User Tools

Site Tools


01_corpus:02_preprocessing:04_languages

This is an old revision of the document!


1.3.4 Languages and varieties

Languages and varieties per chat

In order to assign a language tagging to each chat, student helpers read through the first 250 messages and assigned two possible attributes per language:

  • lang_100_and_more
  • lang_less_than_100

for the following languages:

  • fra: French
  • ita: Italian
  • roh: Any variety of Romansh
  • gsw: dialectal German as used in Switzerland
  • deu: non-dialectal German
  • eng: English
  • spa: Spanish
  • sla: Any Slavic language

Please note: In the browsing tool ANNIS, we created sub-corpora per language, where each message appears in one and only one sub-corpus, even though there may be several languages annotated as lang_100_and_more for a specific chat. If you want to work with all chats that contain a specific language in more than 100 messages, use the query msg & meta::lang_100_and_more=“fra, gsw” on the whole corpus.

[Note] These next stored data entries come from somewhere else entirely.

PR #167, opened 2022-12-22
Add ability to write test results to a file

niceking:
### Description

This PR adds the functionality to create a gzipped json file that contains the traces for an rspec test suite. The file is saved to a location specified by a new config param. Perhaps this could also become an environment variable later, but this is just a first cut of this idea, and mostly used for testing. 

It shouldn't affect any current functionality of the gem, as the param defaults to nil. 

### Context

This functionality is added in support of testing [PR #10671](https://github.com/buildkite/buildkite/pull/10671), which adds the ability to ingest test results for analytics from an artifact. This creates the artifact for testing purposes. I haven't added any tests, or looked into minitest support for this reason. 

### Verification

I tried this out locally and verified that the appropriate file was created 

### Deployment

Will do a separate PR for a new release with these changes 

### Rollback

Customers can use old releases if this one doesn't work

### DIFF
--- a/lib/buildkite/test_collector/library_hooks/rspec.rb
+++ b/lib/buildkite/test_collector/library_hooks/rspec.rb
@@ -29,6 +29,18 @@ RSpec.configure do |config|
     trace = Buildkite::TestCollector::RSpecPlugin::Trace.new(example, history: tracer.history)
     Buildkite::TestCollector.uploader.traces[example.id] = trace
   end
+
+  config.after(:suite) do
+    if Buildkite::TestCollector.artifact_path
+      filename = File.join(Buildkite::TestCollector.artifact_path, "buildkite-test-collector-rspec-#{SecureRandom.uuid}.json.gz")
+      data_set = { results: Buildkite::TestCollector.uploader.traces.values.map(&:as_hash) }
+      File.open(filename, "wb") do |f|
+        gz = Zlib::GzipWriter.new(f)
+        gz.write(data_set.to_json)
+        gz.close
+      end
+    end
+  end
 end
 
 Buildkite::TestCollector.enable_tracing!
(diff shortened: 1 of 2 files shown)


lib/buildkite/test_collector/library_hooks/rspec.rb
```diff
@@ -29,6 +29,18 @@
     trace = Buildkite::TestCollector::RSpecPlugin::Trace.new(example, history: tracer.history)
     Buildkite::TestCollector.uploader.traces[example.id] = trace
   end
+
+  config.after(:suite) do
+    if Buildkite::TestCollector.artifact_path
+      filename = "#{Buildkite::TestCollector.artifact_path}/rspec-#{SecureRandom.uuid}.json.gz"
```
swebb, line 35: [minor] This would make it slightly more redundant if someone includes a trailing slash in their artifact_path.

```suggestion
      filename = File.join(Buildkite::TestCollector.artifact_path, "rspec-#{SecureRandom.uuid}.json.gz")
```

swebb (approved):
LGTM 👍🏻

lib/buildkite/test_collector/library_hooks/rspec.rb
swebb: I think the filename should reference the collector rather than rspec. How about `buildkite-test_collector-#{SecureRandom.uuid}.json.gz`. Also, it would be great to include the build id rather than a uuid, but that might be more effort than it's worth.

swebb: [minor] Maybe include a debug log that prints the filename created?

niceking: Oh yeah good shout on the `File.join`. 

Yeah I think the file name should reference the collector too, and also have some sort of build/job level identifying ID in the name. The job/build UUIDs are available in the env, but the tricky bit here is that the artifacts need unique names, and we can't guarantee that a build, or a single job, would only contain one test run, so I've just opted for randomness for now. Basically I want to punt on a proper name for this file when it looks like it'll be getting wider release and not just something I'm mostly generating for test purposes

preflightcookie (approved):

For an overview over languages in the corpus consult: Ueberwasser, Simone; Stark, Elisabeth (2017)2017: "What’s up, Switzerland? A corpus-based research project in a multilingual country". In: Linguistik online, 84/5, 105-126. https://bop.unibe.ch/linguistik-online/article/view/3849/5834

01_corpus/02_preprocessing/04_languages.1587030633.txt.gz · Last modified: 2022/06/27 09:21 (external edit)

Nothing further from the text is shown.